● Problem description: All of the records below need to be returned exactly.

● Available records:
PR #10007, opened 2022-02-15
Check if test executable exists

### LINKED ISSUE #10006: Unhandled Python exception on meson test --no-rebuild when test executable not built
**Describe the bug**
Unhandled Python exception when running `meson test --no-rebuild` when the test executable is not up to date.

**To Reproduce**

```
echo "project('x','c')"                > meson.build
echo "test('t', executable('missing'))" >> meson.build
meson build
meson test -C build --no-rebuild
....long stack trace....
FileNotFoundError: [Errno 2] No such file or directory: '..../build/missing'

```

**Expected behavior**
Either skip the test with the missing executable, or abort with a tidier error message.

**system parameters**
* Ubuntu 21.10
* Python 3.9.10
* `meson --version 0.61.2`

mwm126:
Resolve #10006

### DIFF
--- a/mesonbuild/mtest.py
+++ b/mesonbuild/mtest.py
@@ -1388,6 +1388,10 @@ class SingleTestRunner:
         if self.cmd is None:
             skip_stdout = 'Not run because can not execute cross compiled binaries.'
             harness.log_start_test(self.runobj)
+            self.runobj.complete_skip(skip_stdout)        
+        elif not (Path(self.cmd[0])).is_file():
+            skip_stdout = 'Not run because test binary does not exist.'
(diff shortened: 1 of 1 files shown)


jpakkane:
Would it be better to check the existance of all needed binaries and hard error out if any of them are missing? Ignoring missing ones can lead people to thinking that their test suite has passed when in reality is hasn't.

eli-schwartz:
I implemented a fix that causes the testsuite to immediately abort when test programs are missing. IMHO it's not very useful to check this in the middle of the test run, and it's definitely not right to flag this as a `SKIP`ped test, though in theory it would be okay to flag it as an `ERROR`ing test.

● Written answer:
PR #10007, opened 2022-02-15
Check if test executable exists

### LINKED ISSUE #10006: Unhandled Python exception on meson test --no-rebuild when test executable not built
**Describe the bug**
Unhandled Python exception when running `meson test --no-rebuild` when the test executable is not up to date.

**To Reproduce**

```
echo "project('x','c')"                > meson.build
echo "test('t', executable('missing'))" >> meson.build
meson build
meson test -C build --no-rebuild
....long stack trace....
FileNotFoundError: [Errno 2] No such file or directory: '..../build/missing'

```

**Expected behavior**
Either skip the test with the missing executable, or abort with a tidier error message.

**system parameters**
* Ubuntu 21.10
* Python 3.9.10
* `meson --version 0.61.2`

mwm126:
Resolve #10006

### DIFF
--- a/mesonbuild/mtest.py
+++ b/mesonbuild/mtest.py
@@ -1388,6 +1388,10 @@ class SingleTestRunner:
         if self.cmd is None:
             skip_stdout = 'Not run because can not execute cross compiled binaries.'
             harness.log_start_test(self.runobj)
+            self.runobj.complete_skip(skip_stdout)        
+        elif not (Path(self.cmd[0])).is_file():
+            skip_stdout = 'Not run because test binary does not exist.'
(diff shortened: 1 of 1 files shown)


jpakkane:
Would it be better to check the existance of all needed binaries and hard error out if any of them are missing? Ignoring missing ones can lead people to thinking that their test suite has passed when in reality is hasn't.

eli-schwartz:
I implemented a fix that causes the testsuite to immediately abort when test programs are missing. IMHO it's not very useful to check this in the middle of the test run, and it's definitely not right to flag this as a `SKIP`ped test, though in theory it would be okay to flag it as an `ERROR`ing test.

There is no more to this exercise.